The invariant distribution of \(\tilde P\) is \[\MATRIX{ \tfrac{12}{17} & \tfrac{4}{17} & \tfrac{1}{17} }\] while the invariant distribution of \(P\) is \[\MATRIX{ \tfrac{27}{80} & \tfrac{36}{80} & \tfrac{12}{80} & \tfrac{4}{80} & \tfrac{1}{80} }.\]
Observe that if we take the last three elements of the latter and normalize it, we get the former.
Exercises
Exercise 10.1 (Time reversal of Markov chains) Let \(\{X_n\}_{n \ge 0}\) be a Markov chain. Show that for any \(N > n\), \[ \PR(X_n = x_n \mid X_{n+1:N} = x_{n+1:N}) = \PR(X_n = x_n \mid X_{n+1} = x_{n+1}). \] Thus, a time reversed Markov chain is also Markov.
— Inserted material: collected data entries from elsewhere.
PR #966, opened 2024-02-22
Fix builds for Electron 29

indutny-signal:
`ObjectTemplate::SetAccessor` signature has changed in the V8 >= 12, and no longer accepts `v8::AccessControl` parameter. The `v8::AccessControl` enum is in fact a single value now so no public users of nan would be broken if we just stop passing it down to V8.

### DIFF
--- a/nan.h
+++ b/nan.h
@@ -2550,7 +2550,9 @@ NAN_DEPRECATED inline void SetAccessor(
     , getter_
     , setter_
     , obj
+#if !defined(V8_MAJOR_VERSION) || V8_MAJOR_VERSION < 12
     , settings
+#endif
     , attribute
 #if (NODE_MODULE_VERSION < NODE_16_0_MODULE_VERSION)
     , signature
@@ -2596,7 +2598,9 @@ inline void SetAccessor(
     , getter_
     , setter_
     , obj
+#if !defined(V8_MAJOR_VERSION) || V8_MAJOR_VERSION < 12
     , settings
+#endif
     , attribute
   );
 }


kkoopa:
Thank you. I'll get this out next week when I am home.

indutny-signal:
Yay! Thank you so much!

chrbongardt:
Hey @kkoopa  could we please get a release with this fix <3

nan.h
```diff
@@ -2550,7 +2550,9 @@ NAN_DEPRECATED inline void SetAccessor(
     , getter_
     , setter_
     , obj
+#if !defined(V8_MAJOR_VERSION) || V8_MAJOR_VERSION < 12
```
deepak1556, line 2553: Hi! Electron 28 ships with V8 12.0 and it still supports the `AccessControl` argument. Using nan `2.19.0` will break module compilation for these users. User can workaround by strict versioning to `2.18.0` instead of `^2.18.0`. Should the check be based on module version instead, ex: https://github.com/electron/electron/blob/main/patches/nan/api_remove_allcan_read_write.patch ?

indutny-signal: Oh gosh, I think that'd be better indeed. Did V8 make a breaking API change within the same major release? How come 12.0 isn't the same as 12.2?

deepak1556: Asked about it in the relevant V8 CL https://chromium-review.googlesource.com/c/v8/v8/+/5006387/comment/65b3eecb_f7eb5d8f/

kkoopa:
I can push out a minor update with a fix quickly, but let us wait and see what the V8 response is.

nan.h
LeszekSwirski: I think there's some confusion here about V8's versioning -- V8 doesn't use semver, so major vs minor versions don't carry different meaning for API changes. Rather, for historical reasons, it's synchronised to the chromium release cycle, where V8 12.2 is the V8 version that ships with Chrome 122. It's a bit unfortunate but we're stuck with it for now. We do have a rolling stability guarantee that functions will get a deprecation warning for one release before being removed (see https://v8.dev/docs/api), and this was unfortunately accidentally not followed in this case, but that doesn't prevent API changes across multiple "minor" version bumps.

PR #971, opened 2024-06-26
Change methodswithdata tests line endings to LF

dsanders11:
These two files got committed with CRLF line endings, while the rest of the repo uses LF line endings. This PR changes the line endings in these two files to LF to be consistent.


kkoopa:
I just ran into this. Better late than never. Thanks.

PR #932, opened 2022-02-17
package.json: Upgrade node-gyp

cclauss:
Failure to upgrade is causing a ton of pain at https://github.com/nodejs/node-gyp/issues?q=is%3Aissue+label%3A%22ERR%21+node-gyp+-v+%3C%3D+v5.1.0%22+

PR #983, opened 2025-02-05
AppVeyor: Test and support versions 8, 10, 12, 14, 16, 17, 18, 19, 20, 21, and 22

cclauss:
# Tested versions 8, 10, 12, 14, 16, 17, 18, 19, 20, 21, and 22.

Test supported Node.js versions before unsupported versions because each test takes ~5 minutes.
Test on the most current Visual Studio possible for each nodejs_version.
Test on the oldest ___supported___ Python version when possible (currently py39).
For all supported Node.js versions also test on the newest Python (currently py313).
* https://devguide.python.org/versions
# Test results: https://ci.appveyor.com/project/RodVagg/nan

Visual Studio 2017 image tops out at Python 3.8 which is end-of-life.
Visual Studio 2019 and 2022 images top out at Python 3.13.

`node-gyp` issues related to `nan`: https://github.com/nodejs/node-gyp/issues?q=label%3Anodejs%2Fnan

The Node.js v23 tests are commented out waiting for:
* #979 or similar.

~The Python 3.12 and 3.13 tests are commented out waiting for:~
*  ~#985 because of:~
    * ~nodejs/node-gyp#2869~

@kkoopa Your review, please.  These changes enable us to focus on the two issues above.

PR #985, opened 2025-02-07
package.json: Upgrade node-gyp to support Python >= v3.12

cclauss:
https://github.com/nodejs/node-gyp?tab=readme-ov-file#installation says
> [!Important]
> Python >= v3.12 requires `node-gyp` >= v10

Fixes: #986
* #986

`package.json`:
```diff
-    "node-gyp": "~8.4.1",
+    "node-gyp": "~v10.3.1",
```
Provides compatibility with Python 3.12, 3.13, and later.

https://github.com/nodejs/node-gyp/releases
* nodejs/node-gyp#2869
* https://devguide.python.org/versions

Related to:
* #932

@mkrufky Your review, please.

### DIFF
--- a/package.json
+++ b/package.json
@@ -29,7 +29,7 @@
     "commander": "^2.8.1",
     "glob": "^5.0.14",
     "request": "=2.81.0",
-    "node-gyp": "~8.4.1",
+    "node-gyp": "~v10.3.1",
     "readable-stream": "^2.1.4",
     "tap": "~0.7.1",
     "xtend": "~4.0.0"


kkoopa:
Looking at the test output from this, there are a lot of failures on ancient versions. Am I correct in assuming that this is expected. The reason for keeping as old a node-gyp as possible has been to enable testing on these ancient versions. I am prepared to drop them from testing if necessary.

cclauss:
Let's move forward with #987 which adds the GitHub Actions test.   Merging that one will autoclose this PR and two others.

Once this is merged, we can then rework the AppVeyor tests in #983 to provide guidance on older versions of Node.js

PR #993, opened 2025-03-13
Let's see if CI passes on Node.js v23

cclauss:
@agracio @kkoopa Your review, please.


agracio:
I am not a member of `nan` team 
I only participate in topics that are related to Electron builds 😄

agracio:
Personally I use nan to build Node.js and  node-electron native modules for my projects. Building Node.js v23 native module works perfectly fine but that does not mean that there no underlying issues just like the failing tests are showing.

PR #979, opened 2024-10-18
Support Node 23

kkoopa:
V8 Was bumped, this would be a patch release, since I already claimed support for Node 23 in 2.22.0.
Also fixes #978.

PR #997, opened 2025-05-08
test node 24

nigrosimone:


cclauss:
Related to:
* #979
* #993

kkoopa:
The PR itself looks good, but is there any point of testing on Node 24 if not even 23 is working?

nigrosimone:
I use latest version on node 23 and works for me 🤨

cclauss:
@kkoopa Please enable the tests to run so we can see the results.  In 6 months v24 will become the LTS release so we should encourage the community to get these tests to pass.

kkoopa:
That is an excellent point. Will do.

PR #1847, opened 2024-11-05
fix: Run createAuthentication on a BLOCKING thread

### LINKED ISSUE #1846: NimbusReactiveJsonWebTokenValidator runs on Netty event group threads
### Expected Behavior

`NimbusReactiveJsonWebTokenValidator` should delegate to another thread pool so that `RoleFinder`s etc won't run on a Netty event group thread

### Actual Behaviour

`NimbusReactiveJsonWebTokenValidator` runs on a Netty event group thread.

`JwtTokenProvider` delegated to BLOCKING, but `NimbusReactiveJsonWebTokenValidator` does not. I would expect the behavior not to change. My `RolesFinder` implementation hits a database, so it has blocking operations. At the very least, I should have a way to configure it to use an executor service.

### Steps To Reproduce

Create an application with `io.micronaut.security:micronaut-security-jwt` and io.`micronaut:micronaut-http-server`. Set a breakpoint in the `RolesFinder` resolveRoles function and you will see that it gets called on a Netty thread.

### Environment Information

JDK 21

### Example Application

_No response_

### Version

4.6.6 (core) / 4.6.3 (platform) / micronaut-security-jwt 4.10.2

kevin-wise:
fixes #1846

- matches behavior of NimbusReactiveJsonWebTokenValidator with JwtTokenProvider, which it replaced
- so blocking operations such as a RolesFinder that uses a database won't tie up Netty event loop threads

Let me know if you want this to be configurable, or if it's ok to always do it; and what kind of tests you want.

If it needs to be configurable, would something like this be acceptable?
```java
    NimbusReactiveJsonWebTokenValidator(
            List<GenericJwtClaimsValidator<R>> claimsValidators,
            List<SignatureConfiguration> imperativeSignatureConfigurations,
            List<ReactiveSignatureConfiguration<SignedJWT>> reactiveSignatureConfigurations,
            JsonWebTokenParser<JWT> jsonWebTokenParser,
            ReactiveJsonWebTokenSignatureValidator<SignedJWT> signatureValidator,
            JwtAuthenticationFactory jwtAuthenticationFactory,
            BeanContext beanContext,
            @Value("{" + JwtConfigurationProperties.PREFIX + ".reactive-validator.executor:"
                   + TaskExecutors.BLOCKING + "}") String executor) {
        super(claimsValidators, imperativeSignatureConfigurations, reactiveSignatureConfigurations);
        this.jsonWebTokenParser = jsonWebTokenParser;
        this.signatureValidator = signatureValidator;
        this.jwtAuthenticationFactory = jwtAuthenticationFactory;
        this.scheduler = StringUtils.isEmpty(executor) ? null : getScheduler(beanContext, executor);
    }

    private static Scheduler getScheduler(BeanContext beanContext, String executor) {
        try {
            return Schedulers.fromExecutorService(
                    beanContext.getBean(ExecutorService.class, Qualifiers.byName(executor)));
        } catch (NoSuchBeanException e) {
            throw new ConfigurationException(JwtConfigurationProperties.PREFIX +
                    ".reactive-validator.executor is invalid; no executor configured for name: " +
                    executor, e);
        }
    }

    @Override
    @SingleResult
    public Publisher<Authentication> validateToken(String token, R request) {
        Mono<JWT> publisher = Mono.from(validate(token, request));
        if (scheduler != null) {
            publisher = publisher.subscribeOn(scheduler);
        }
        return publisher
                .map(jwtAuthenticationFactory::createAuthentication)
                .filter(Optional::isPresent)
                .map(Optional::get);
    }
```


kevin-wise:
@sdelamo this is coming from the discussion in https://github.com/micronaut-projects/micronaut-core/discussions/10924

sdelamo:
I think it is correct that `RolesFinder` gets called in the Netty thread as the default implementation `DefaultRolesFinder` is not blocking. 

Honestly, I never thought `RolesFinder` implementation will call a database. 

We could make it configurable to opt-in to `subscribeOn` on the blocking scheduler. But it looks a bit of a hack.

sdelamo:
@kevin-wise I have added a test and a opt-in configuration option. Let me know what you think

kevin-wise:
Thanks for adding the test and the configuration option. I had imagined the configuration would allow you to pick the scheduler, but this is sufficient for my needs.

PR #1848, opened 2024-11-05
fix: Make JwtTokenValidator not a bean

### LINKED ISSUE #1845: Both JwtTokenValidator and NimbusReactiveJsonWebTokenValidator are active and called
### Expected Behavior

When the app is loaded, TokenAuthenticationFetcher should only load NimbusReactiveJsonWebTokenValidator

### Actual Behaviour

When the app is loaded, TokenAuthenticationFetcher loads both NimbusReactiveJsonWebTokenValidator and JwtTokenValidator

### Steps To Reproduce

Create an application with `io.micronaut.security:micronaut-security-jwt` and `io.micronaut:micronaut-http-server`. Set a breakpoint in the constructor of `TokenAuthenticationFetcher` and you will see both beans getting loaded.

https://github.com/micronaut-projects/micronaut-security/pull/1693 seems to be the root cause. JwtTokenValidator is being considered a bean still. Perhaps the `@Inject` on the constructor is causing it to get pulled in?

It might be worth adding a property which would allow each built-in TokenValidator to be disabled. There are certainly use cases where people might want to implement their own and not use the built-in ones.

### Environment Information

JDK 21

### Example Application

_No response_

### Version

4.6.6 (core) / 4.6.3 (platform) / micronaut-security-jwt 4.10.2

kevin-wise:
- remove `@Inject` so JwtTokenValidator will no longer be a bean candidate
- allow disabling NimbusReactiveJsonWebTokenValidator in case of custom implementation

fixes #1845


kevin-wise:
@sdelamo this is coming from the discussion in https://github.com/micronaut-projects/micronaut-core/discussions/10924

sdelamo (approved):
Thanks for the contribution. I have change the configuration properties to be `micronaut.security.token.jwt.nimbus.validator` and `micronaut.security.token.jwt.nimbus.reactive-validator`

kevin-wise:
Looks good. Thanks!

PR #1867, opened 2024-11-20
Context-path prefix added to absolute redirect URLs

ThomasIommi:
Hi again! :wave:

I've noticed an issue in the utility class `ServerContextPathProviderUtils`: the application context path (defined using the property `micronaut.server.context-path`) is always prefixed to all redirect URLs, even when they are configured as absolute URLs. However, when the context path is not set, the URLs remain unaltered.

This behavior results in the following configuration working perfectly:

Exercise 10.2 Suppose \(\{X_n\}_{n \ge 0}\) is a Markov chain with transition matrix \(P\). For a fixed positive integer \(k\), define \(Y_n = X_{kn}\). Show that \(\{Y_n\}_{n \ge 0}\) is a Markov chain with transition matrix \(P^k\).
Exercise 10.3 Suppose a (6-sided) die is ‘fixed’ so that two consecutive rolls cannot have the same outcome. In particular, if the outcome of a roll is \(i\), then the next roll cannot be \(i\); all \(5\) other outcomes are equally likely.
- Model the above as a Markov chain.
- If the outcome of the first roll is \(1\), what is the probability that the outcome of the \(n\)th roll is also \(1\)?
Further Reading
Gubner, Chapter 12.
Grinstead and Snell, Introduction to Probability, Chapter 11 has an excellent treatment of finite Markov chains. Has interesting exercises.
Kemeny and Snell, Finite Markov Chains, Chapter 2–4.
Kemeny, Snell, and Knapp, Denumerable Markov Chains, a slightly advanced version of the previous book.
Doyle and Snell, Random Walks and Electrical Networks shows a facinating relationship between random walks and circuits!